Le bruit des coups sur la porte résonnait dans tout le bateau, le faisant presque chavirer de désespoir, des coups de poing, des coups de pied, des cris, des insultes, tout ce qu’on entendait paraissait provenir de l’avant de la péniche…

L’horizon limité de la pièce lui était seulement visible du coin de l’œil gauche, la tête froide et inanimée gisait sur le sol froid et mouillé de déjections, d’urine et des crachats très certainement. La puanteur du vomi et le goût amer de la bière mélangée avec sa propre régurgitation commençaient à le réveiller doucement, ses vêtements étaient trempés.

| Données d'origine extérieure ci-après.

PR #3001, opened 2022-08-24
OCPQE-11705: Fix "PodSecurity violation error"

liangxia:
This fix the issue of:
1. I run commands on the host
2. oc debug

/cc @kasturinarra @xingxingxia @JianLi-RH @dis016 @pruan-rht @jhou1

PR #3012, opened 2022-08-26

Les cris se faisaient plus distincts et les voix familières: Miguel? Álvaro? Les coups de pied faisaient trembler l’habitacle, la porte valsait sur ses gonds sans jamais s’ouvrir tandis que la queue dehors s’allongeait et les cris et le mécontentement grandissaient…

Des petites formes, des carrelages octogonaux? hexagonaux? Des petites formes floues palpitaient au rythme de son coeur, les oreilles lui sifflaient dans le crâne, chaque clignement était une torture… un faible filet de voix s’échappa de sa poitrine:

« aaaaaaaïe… on dirait une fourmi »…

La petite fourmi traversait, à toute allure, l’habitacle des toilettes. Ses petites pattes se coinçaient de temps à autre dans les flaques de pisse et les petits morceaux de nourriture qui formaient le monticule de vomi. Dans sa course désespérée, la fourmi avait eu le temps de s’arrêter et de prendre sur son dos un petit bout de ce qui ressemblait à de la carotte… (et ici se pose une question d’ordre métaphysique: pourquoi est-ce que dans le vomi il y a toujours, inéluctablement, un petit bout de nourriture qui ressemble, inévitablement, à de la carotte?: les voies du Seigneur sont impénétrables)

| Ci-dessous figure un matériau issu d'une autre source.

PR #374, opened 2016-08-26
Have the metrics return both the result and the last section processe…

shankari:
…d to generate that result

This allows us to use the metrics to track progress towards goals.
See https://github.com/e-mission/e-mission-server/issues/321#issuecomment-240222776 for more details.

PR #375, opened 2016-08-26
Game

juemura:
fixed habitica autocheck to get timestamp from last trip processed instead of last time that the pipeline ran.


shankari:
@juemura, the check is a bit more complex. If there were no matching trips (e.g at night), then I return `None` to represent that it is unchanged (that's what I do for all the other pipeline states). You need to check for that, otherwise the `None` will be stored in the database.

Using the standard pipeline states would have handled this for you automagically!

shankari:
https://github.com/e-mission/e-mission-server/pull/374/commits/cda4821aeb161efc9cd71b09edaf91b58fff6a8b

shankari:
@juemura, this is the commit that commented out the failing tests.
You will need to restore them after making sure that they pass with your changes

shankari:
ok to test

Il étira le bras, allongea l’index et d’un coup sourd écrasa la fourmi, se léchant machinalement le doigt.

Il ferma les yeux et la lumière du néon se posa doucement sur ses paupières fermées, abandonné à l’ébriété, étranger au vacarme et au fracas de l’extérieur. D’un coup, sans préavis, projeté par un inextricable mécanisme de la mémoire vers un passé sauvagement enfoui dans ses synapses, il était là, encore là: encore dans la cour grise et froide où les herbes poussaient un peu partout entre les briques et les pavés du sol. Il tenait une petite main dans la sienne, et au bout de cette main le corps petit et fragile de son frère, sa coupe au bol, ses petits yeux, son petit visage rond et bronzé. 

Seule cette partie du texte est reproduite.